# Cycle going o.k.?



## jrdeitner (Feb 7, 2010)

My tank is now about 3 weeks old, fishless cycling with cocktail shrimp and half a tilapia filet. There is a really bad smell coming from it, I don't know what to relate it to, but it is bad. Is this normal from the decaying shrimp? My sand bed is 2 1/2" in front and 5" in back, but it takes more time for sulphur dioxide to form......Right? Btw I tested it 3 days ago and there was 1 ppm ammonia and nothing else. That's when I added the tilapia because I thought there wasn't enough ammonia. Will the smell stop when the cycle is over? The tank is in my room sooo I've gotten used to the smell but my parents really hate it. Thanks!


----------



## navarchus (Jan 26, 2010)

Not sure why you chose to Fishless Cycle. The smell is not going to go away for quite some time. 

Reason:
The bacteria that is needed to grow in your sand bed is derived from the living fish. Essentially a new tank, new sand, new water is sterile.
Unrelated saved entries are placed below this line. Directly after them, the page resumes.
PR #1400, opened 2021-05-28
RD-1755 Fix Cluster Status widget test to work properly without retries

qooban:
### Experiments

1# Test: https://jenkins.cloudify.co/job/Stage-UI-System-Test/675/
* default timeout: 30s (instead of 90s)
* no. of retries: 1 (instead of 2)
* results: 
  * ✔  All specs passed!
  * `cluster_status_spec` - 1 retry

2# Test: https://jenkins.cloudify.co/job/Stage-UI-System-Test/720/
* default timeout: 10s
* no. of retries: 1
* results: 4 unexpected failures (I'm not counting 2 known failures - RD-2564)
  * User flow installs deployment from scratch.installs deployment from scratch
  * Snapshots list widget should allow to upload and restore a snapshot.should allow to upload and restore a snapshot
  * Snapshots list widget should allow to create and delete a snapshot.should allow to create and delete a snapshot
  * Deployments View widget drill-down functionality should allow deleting a deployment without redirecting to the parent page.should allow deleting a deployment without redirecting to the parent page

3# Test: https://jenkins.cloudify.co/job/Stage-UI-System-Test/721
* default timeout: 30s
* no. of retries: 0
* Improved Cluster Status Widget test which always required 1 retry (I added additional checks which removed the problem with triggering events on removed DOM elements, ref.: https://docs.cypress.io/guides/references/error-messages#cy-failed-because-the-element-you-are-chaining-off-of-has-become-detached-or-removed-from-the-dom)
* results: No unexpected failures (only 2 known failures - RD-2564)

I did much more tests, but sometimes I had to retry it due to CI env issues or the fact that job history is quite short and sometimes get deleted to free disk space.

### Conclusions

* change default timeout from 90s to 30s (it could probably be lower, but I think such decrease is enough for now)
* remove test retries (it can be turned on if necessary only on specific tests if we see that there is real need)

### To do

- [ ] Update cloudify-ui-common after merging https://github.com/cloudify-cosmo/cloudify-ui-common/pull/61 and releasing new version


test/cypress/integration/widgets/cluster_status_spec.js
```diff
@@ -30,9 +30,21 @@ describe('Cluster Status widget', () => {
             manager: 2,
             broker: 3
         };
+        const nodeName = 'cloudify';
+        const privateIp = '10.110.0.39';
+        const version = '5.2.0';
 
         const checkService = (service, nodeStatus, nodeServices) => {
-            const nodeStatusIcon = `tbody tr:nth-child(${rowNumberAIO[service]}) > td:nth-child(3) > i.icon`;
```
Gelio, line 35: Just by reading the code I did not understand what was wrong :worried: Can you shed some light on the problem?

As I see it, the new test code tests more than the previous version and the new assertions are a superset of the old ones. How is it more reliable? Is it because the rows change order during the test?

test/cypress/integration/widgets/cluster_status_spec.js
```diff
@@ -30,9 +30,21 @@ describe('Cluster Status widget', () => {
             manager: 2,
             broker: 3
         };
+        const nodeName = 'cloudify';
+        const privateIp = '10.110.0.39';
+        const version = '5.2.0';
```
Gelio, line 35: Just to confirm - we expect all of them to be the same for all rows?

Gelio (approved):
I'm wondering... how about lowering the timeout to 10s and increasing the timeouts for just specific tests that fail? If we run e.g. 3 Stage test runs and they pass, maybe we could have the confidence to leave such a low timeout.

This is just a suggestion. IMO 30s is good enough for this PR, but maybe we could get it even lower and reap more benefits :slightly_smiling_face:

test/cypress/integration/widgets/cluster_status_spec.js
qooban: Yes, they are the same for all rows. All services have the same node name, private IP and version. See: https://github.com/cloudify-cosmo/cloudify-stage/blob/master/test/cypress/fixtures/cluster_status/fail_with_services.json.

test/cypress/integration/widgets/cluster_status_spec.js
qooban: Yeah, I should have added some description about that :-) 

The main reason for the failure was that some of the Cypress commands were executed in between cluster status table re-rendering (which was triggered by the cluster status data fetch). It happened, for example, that from that chain:
```
cy.get(nodeStatusIcon).trigger('mouseover');
```
`get` worked fine, but the `trigger` not and the error described in:
https://docs.cypress.io/guides/references/error-messages#cy-failed-because-the-element-you-are-chaining-off-of-has-become-detached-or-removed-from-the-dom was thrown.

To make it less error prone I added more checks (node name, private IP, version) before interacting with the icon. That way we are sure that the table got fully re-rendered (as the new data is visible) as added texts are quite specific and unlikely to be present in the real environment.

qooban:
> I'm wondering... how about lowering the timeout to 10s and increasing the timeouts for just specific tests that fail? If we run e.g. 3 Stage test runs and they pass, maybe we could have the confidence to leave such a low timeout.
> This is just a suggestion. IMO 30s is good enough for this PR, but maybe we could get it even lower and reap more benefits 

That's good suggestion. I'll try it tomorrow within another PR and we'll see. 
In that case I'll merge this PR and will update `cloudify-ui-common` in the next one.

General problem with those experiments is that for the test to be reliable I would need to run many tests (but as we now with the current environment it's quite hard to get reliable results). The second thing is that I'm a bit afraid that if we get too low with the timeout, we would observe other tests failing in the future (due to e.g. different network conditions).

test/cypress/integration/widgets/cluster_status_spec.js
Gelio: Oh, cool, thanks :+1:

test/cypress/integration/widgets/cluster_status_spec.js
Gelio: Makes sense :+1: Thanks for explaining

Gelio:
I see, sure, my suggestion to get it lower is optional :slightly_smiling_face: I appreciate effort, but not if you think it's wasted time :slightly_smiling_face:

Algae will grow but only after the ammonia is low enough for them to grow. The ammonia then will only go down with the neccessary bacteria. The best thing to do is turn up your water circulation. If you have any extra powerheads, air pump will definitely help. Oxygen is the limiting factor, more oxygen the more bacteria can grow. Since these are areobic bacteria, that you are needing.

To seed this faster, if you have a friend or a reputable LFS, you can take their filtrate (floss, bio media..etc) and rinse it out in your tank. This will dose your tank with a living source of bacteria. Reason I say reputable, is to make sure it is a healthy tank. You don't want to introduce parasites or ich..etc.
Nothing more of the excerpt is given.